It still does. The only thing is we've distinguished physical ownership and
mere physical possession.

It is a _feature_ that if I leave my personal laptop at my desk at work while
using the bathroom, my IT department can't rootkit it. It is an _improvement
to my freedom_ \- both my computing freedom and my physical freedom - if I can
leave a laptop in my hotel room while seeing tourist sights. It _protects me
from the government_ if a border control agent looking through my bag, or a
cop who's seized my laptop, can't get in. (The iPhone is an existence proof
that such defense against the government is possible, and it's weird that the
usually pro-personal-liberty free software crowd hasn't decided that a free
software implementation of the same thing is critically important.)

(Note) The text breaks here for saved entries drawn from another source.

PR #588, opened 2020-10-04
bumper, Fix update of component in components.yaml

RamLavi:
This PR fixed a bug in bumper script update to components.yaml

- **bumper, Fix update of component in components.yaml**
Currently the yaml is not really changed
as we are not updating the real items when iteration, but their copy instance.
Lets fix this by updating the real items.
Also, once the components.yaml is changed the components are reformatted.
So Let's align to the way updateComponentsYaml updates it.

**Release note**:

```release-note
NONE
```

### DIFF
--- a/components.yaml
+++ b/components.yaml
@@ -1,43 +1,43 @@
 components:
-  multus:
-    url: "https://github.com/intel/multus-cni"
-    commit: "bfaf22964b51b93b08dcb1f10cbd8f8cb9a3603a"
-    branch: "master"
-    update-policy: "tagged"
-    metadata: "v3.4.1"
-  linux-bridge:
-    url: "https://github.com/containernetworking/plugins"
-    commit: "9b8de6a613657df14a3a5958642872fa9855d570"
-    branch: "master"
-    update-policy: "tagged"
-    metadata: "v0.8.7"
   bridge-marker:
-    url: "https://github.com/kubevirt/bridge-marker"
-    commit: "26d1084453e9d4aa066cf4390326eefa4f8aa5eb"
-    branch: "master"
-    update-policy: "tagged"
-    metadata: "0.4.0"
+    url: https://github.com/kubevirt/bridge-marker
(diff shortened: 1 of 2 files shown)


RamLavi:
@phoracek do you think this change could break the M/S scripts or any other third part project using this? (I mainly mean to the removal of the quotes)

oshoval (commented):
Please capitalize the word "fix" in the title



"This PR fixed a bug in bumper script write to components.yaml"
i would change it to updating instead of write to

"fix update of component in components.yaml
Currently the yaml is not really changed
since we don't update the correct struct, but its for loop copy."

can you explain better the last 5 words ? "but .."

RamLavi:
> can you explain better the last 5 words ? "but .."

by `loop copy instance`, I mean that when you `i, instance := range listObject {...` then instance is only a copy of listObject[i], so if you update it, it's not really updating listObject[i]

RamLavi:
> Please capitalize the word "fix" in the title
> 
> "This PR fixed a bug in bumper script write to components.yaml"
> i would change it to updating instead of write to

done

oshoval:
> > can you explain better the last 5 words ? "but .."
> 
> by `loop copy instance`, I mean `instance` in this example:
> 
> ```
> i, instance := range listObject {...
> ```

Of course software freedom requires access control. My freedom over my
possessions involves other people's lack of freedom over my possessions. I
can't make sure my computer is running the code I want it to if everyone else
can make my computer run the code they want it to. This control is essential
liberty; pretending that anyone with physical access is an owner because it's
easier than crypto and key management has been decades of temporary
convenience, and I'm glad it's coming to an end.

I can turn secure boot on and off with an admin password, which I set when I
first booted the machine because that's what demonstrates physical ownership
and not mere possession. (And systems that don't permit me to do so, like
Microsoft or Apple ARM devices, are in fact an affront to software freedom.)
But nobody else can.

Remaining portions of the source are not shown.